The connection appears in the Connections list, where you can select it to view its details. Ensure that you also create a connection to Confluent Schema Registry, and then assign both connections to a Big Data deployment.

Create a connection to Confluent Cloud with Private Links

Private Link lets you access your Confluent Cloud cluster running on a third party cloud through a private endpoint that exists in your virtual network.

Before you create the connection, ensure you have the following:

• Create private network connectivity between Oracle Cloud Infrastructure (OCI) and the target third party cloud.

• While adding network configuration for private link in Confluent Cloud, ensure that you select Private DNS Resolution.

• Configure DNS zones and set up DNS records in the third party cloud where you configured Confluent Cloud and in OCI. In OCI, you can create zones within your VCN's private views. Within zones, you can add the required DNS records.

You can use the instructions above to create the connection, but in place of Steps 5 and 6, do the following:

• For Step 3e:

  • Provide the Bootstrap servers host and port details.

  • You can add multiple Bootstrap servers.

• For 3f:

  • For Security protocol, select SASL over Plaintext.

  • Enter the username and password.

Next steps

• Assign a connection to a deployment
• Manage connections

Troubleshoot Kafka connection errors

Most connection issues result in TimeoutException errors.
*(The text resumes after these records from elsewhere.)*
Issue #4546, opened 2024-09-30
Enhance Find Mode Performance and Responsiveness


darpham:
### Problem Statement:
When using `/` find mode on large web pages, searching is slow to the point of unusable.
Reproducible via [https://nix-community.github.io/home-manager/options.xhtml](https://nix-community.github.io/home-manager/options.xhtml)

### Planned Improvements:
- [ ] Delay / debounce `FindMode.findInPlace()` to reduce the frequency of searches during typing.
- [ ] Implement a caching mechanism for text nodes, potentially using `SimpleCache` from `./lib/utils.js`.
- [ ] Offload text searching to a Web Worker or run asynchronously, possibly utilizing `AsyncDataFetcher` from `./lib/utils.js`.

### Expected Benefits:
- Improved responsiveness during rapid typing in find mode.
- Faster search performance, especially on large web pages.
- Reduced strain on system resources during find operations.

UncleSnail:
The first task should be sufficient. The second two are good ideas, but are probably unneeded and would introduce unnecessary complexity.
I like the idea for the debounce though, and this is a real issue. It also freezes on your example page on my machine. I'm going to take a look at your PR.

PR #4547, opened 2024-09-30
Add debounce to `HUD.search()` method

darpham:
## Description

This PR adds a debounce mechanism to the `HUD.search()` method in the `content_scripts/hud.js` file. The purpose of this change is to improve performance and reduce unnecessary searches when users are typing quickly in the HUD search field.

The implementation uses a `setTimeout` to delay the search execution by 300ms, clearing any previous timeout if a new search is initiated before the delay expires. This approach helps to minimize the number of searches performed while the user is still typing, potentially reducing strain on system resources and improving the overall user experience.

Related to issue: https://github.com/philc/vimium/issues/4546

### Changes made:

1. Added a `searchTimeout` property to the `HUD` object to store the timeout ID.
2. Implemented a debounce mechanism in the `search` method using `Utils.setTimeout`.
3. Moved the existing search logic inside the debounce callback.

### Rationale:

This change aligns with Vimium's design principles, particularly:

1. **Reliable**: By reducing the frequency of searches, we ensure smoother performance on various websites.
2. **Feels native**: The debounce mechanism is a common pattern in web applications, making Vimium feel more like a native part of the browser.
3. **Simple**: The implementation is straightforward and doesn't add significant complexity to the codebase.

### Additional context:

The PR introduces a small change (less than 50 LOC) that should be beneficial for many Vimium users, especially those who frequently use the HUD search feature on content-heavy pages.

### Testing:

I've run the test suite, and all tests have passed:
```bash
❯ ./make.js test
run: started
test-unit: started
Pass (192/192)
test-unit: finished (149ms)
test-dom: started
Listening on http://localhost:35500/
Running dom_tests.html
Pass (109/109)
Running vomnibar_test.html
Pass (3/3)
Unstable API 'Deno.Server.shutdown'. The --unstable flag must be provided.
```
Additionally, I've manually tested the changes by installing from source on Firefox Browser. The debounce functionality works as expected, reducing the number of searches performed during rapid typing.
Here's a screenshot of the Developer Tools, showing the Debugger Tab and Console (I didn't keep the `console.debug()`):
debug

### Follow-up / Open questions
- Upgrading Deno
- Add debounce test(s) using [FakeTime](https://jsr.io/@std/testing/doc/time/~/FakeTime)
  - I took a stab at it, but failed to integrate with `shoulda`, some documentation on how to add tests would be helpful.

### DIFF
--- a/content_scripts/hud.js
+++ b/content_scripts/hud.js
@@ -6,6 +6,7 @@ const HUD = {
   tween: null,
   hudUI: null,
   findMode: null,
+  searchTimeout: null,
   abandon() {
     if (this.hudUI) {
       this.hudUI.hide(false);
@@ -86,16 +87,22 @@ const HUD = {
   },
 
   search(data) {
-    // NOTE(mrmr1993): On Firefox, window.find moves the window focus away from the HUD. We use
-    // postFindFocus to put it back, so the user can continue typing.
-    this.findMode.findInPlace(data.query, {
-      "postFindFocus": this.hudUI.iframeElement.contentWindow,
-    });
+    if (this.searchTimeout) {
+      clearTimeout(this.searchTimeout);
+    }
 
-    // Show the number of matches in the HUD UI.
-    const matchCount = FindMode.query.parsedQuery.length > 0 ? FindMode.query.matchCount : 0;
-    const showMatchText = FindMode.query.rawQuery.length > 0;
-    this.hudUI.postMessage({ name: "updateMatchesCount", matchCount, showMatchText });
+    this.searchTimeout = Utils.setTimeout(300, () => {
+      // NOTE(mrmr1993): On Firefox, window.find moves the window focus away from the HUD. We use
+      // postFindFocus to put it back, so the user can continue typing.
+      this.findMode.findInPlace(data.query, {
+        "postFindFocus": this.hudUI.iframeElement.contentWindow,
+      });
+
+      // Show the number of matches in the HUD UI.
+      const matchCount = FindMode.query.parsedQuery.length > 0 ? FindMode.query.matchCount : 0;
+      const showMatchText = FindMode.query.rawQuery.length > 0;
+      this.hudUI.postMessage({ name: "updateMatchesCount", matchCount, showMatchText });
+    });
   },
 
   // Hide the HUD.


darpham:
@philc @UncleSnail can I have a review when you have time please 🙏 

@leoheitmannruiz as an active contributer, I'd appreciate any review or feedback as well.

UncleSnail (changes requested):
I love the idea of debouncing this as there is a real issue when on huge pages. There are two things I would like to see changed.
Firstly, I do not believe this implementation is correctly debouncing. The previously queued callback functions will still run after 300ms, even if another letter was typed. In a debounce, if another letter is typed within 300ms, the original callback should not run. I would suggest looking at reference JS debounce implementations and putting one in the utils next to the `setTimeout`.
Secondly, in 99.9% of cases, this is not an issue. I don't really want to make every user's experience "more laggy" all the time for a 0.1% use case. Even on a huge example page, the only potential for freezing is when there are LOTS of matches, which typically only occurs when the search input is small (about 3 or fewer letters). Once we have more letters, we don't really need the debouncing, since the number of results has drastically lowered. I would just only debounce when the search term is 3 or fewer letters, and not debounce otherwise. This is an easy way to make the experience snappy for most cases, but also ensure it will not freeze on large pages.
Another (arguably better) option would be to figure out how much of the slow down is from finding and counting the matches, and how much is from rendering the yellow boxes. I bet most is from the yellow boxes. As a way to ensure we always debounce only when we need, we could count the matches immediately all the time, then debounce the box drawing if there is a large number. That is assuming we can verify that will fix the freezing.

Either of those options will introduce some complexity and should come with a comment explaining what it is done that way. @philc will need to approve any PRs and will have helpful thoughts on the complexity of implementations and their benefit. I can, however, help you get the code working correctly so that his job is easier when/if he does decide to review your PR.
Thank you again for finding this issue and making a fix. I hope we can get something merged in to avoid freezes and crashes in the future.

darpham:
> Firstly, I do not believe this implementation is correctly debouncing. The previously queued callback functions will still run after 300ms, even if another letter was typed. In a debounce, if another letter is typed within 300ms, the original callback should not run. I would suggest looking at reference JS debounce implementations and putting one in the utils next to the `setTimeout`.

Admittedly, I'm not a software developer:-) and I appreciate the feedback and guidance. I will review and reference the JS debounce implementation(s) and docs, furthermore I'll create a `Utils.debounce()` method per your reccommendation.

> Secondly, in 99.9% of cases, this is not an issue. I don't really want to make every user's experience "more laggy" all the time for a 0.1% use case. Even on a huge example page, the only potential for freezing is when there are LOTS of matches, which typically only occurs when the search input is small (about 3 or fewer letters).

I agree and adding an if statement to bypass debounce where input `data.query` has length > 3 is feasible. I'd be curious on your thoughts on how (and if) this would interact when the input query is a regular expression or when the option `backwards` is enabled.

> Another (arguably better) option would be to figure out how much of the slow down is from finding and counting the matches, and how much is from rendering the yellow boxes.

I didn't mention in this PR or the linked [GH Issue](https://github.com/philc/vimium/issues/4546), however my findings with Firefox Profiler indicated the bottleneck to be within the `mode_find.js` as part of finding the matches, specifically the function `getAllTextNodes`.
This PR serves to provide a robust "band-aid solution" wherein future follow-ups to better identify and address the root cause.

> I can, however, help you get the code working correctly so that his job is easier when/if he does decide to review your PR.
> Thank you again for finding this issue and making a fix. I hope we can get something merged in to avoid freezes and crashes in the future.

Thank you @UncleSnail, I hope to also have something merged in the near future. I'll fixup the PR to properly debounce while bypassing if search input > 3 letters. If I'm unable to properly implement, I would appreciate some of your time to resolve. I hope contribute more in the future as this is a great FOSS extension.

philc:
I don't have a strong opinion about this yet, but it is conspicuous that on my machine (Macbook Pro M2 Max), the [case study page](https://nix-community.github.io/home-manager/options.xhtml) has no slowdown when doing any find query, short or long, whereas in Firefox, it is noticeably very slow to type when the match count is high.

It would be nice to better understand why there's a difference in responsiveness, because a debounce does degrade the responsiveness of the UX and does add some complexity. I agree that debouncing when query.length <= 3 is a good way to mitigate the UX impact, and would be required if we ever do more work per search, like highlighting all matches on the page as Chrome's native search UX does (but not Firefox's).

UncleSnail:
> I don't have a strong opinion about this yet, but it is conspicuous that on my machine (Macbook Pro M2 Max), the [case study page](https://nix-community.github.io/home-manager/options.xhtml) has no slowdown when doing any find query, short or long, whereas in Firefox, it is noticeably very slow to type when the match count is high.

Without extensively looking into it, I'm guessing Chrome put rendering of the page into another thread than rendering of the addon's text box, and Firefox didn't. Testing on my machine Chrome vs Firefox, on Firefox the whole page and text box freezes, but on Chrome, the page word highlighting still takes a half-second to update (as if the search is de-bounced) and the textbox still responds. It seems like allowing the page drawing to be async from addon drawing (in Chrome) would be one explanation explanation for this behavior.
In other words, on Firefox, the order of events goes:
1) I type "ni" on the keyboard.
2) I see "n" in the textbox.
3) I see all "n"s highlighted on the page.
4) I see "ni" in the textbox.
5) I see all "ni"s highlighted on the page.

Each of these steps has some lag in between. On Chrome, the order of events is:
1) I type "ni" on the keyboard.
2) I see "ni" in the textbox.
3) I see all "n"s highlighted on the page.
5) I see all "ni"s highlighted on the page.

This implies to me that Chrome is keeping a queue of render updates to be performed asynchronously on the page. That may not be correct, but it seems to explain the behavior and why there aren't "noticeable" performance issues on Chrome.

For example:

A failure occurred sending a message to Kafka to topic [ggstest] org.apache.kafka.common.errors.TimeoutException: Topic ggstest not  present in metadata after 60000/120000 ms.

If you encounter this message in your Replicat report file, you can:

• Ensure the target topic is present or check that auto topic creation is enabled within the target Kafka settings.

• Ensure that there are no firewall rules blocking traffic.

• If you're running Kafka on OCI with a private endpoint, then ensure that you use the Internal FQDN as the bootstrap server in server.properties and in the Kafka connection.

• If you're connecting to a Confluent Cloud with private endpoints:

  • Ensure that the DNS zones and DNS records are configured properly in both OCI and the target third party cloud.

  • Ensure that the network connection between OCI and the target cloud work fine.

  • Test that you can connect to the target Confluent Cloud with OpenSSL (openssl s_client -connect <bootstrap>) from an OCI VM running in the same subnet connected to the third party cloud.

  • Test that you can publish or consume messages from a Kafka client running on OCI within the same subnet connected to the third party cloud. If it fails, then check your network settings on both OCI and the third party cloud.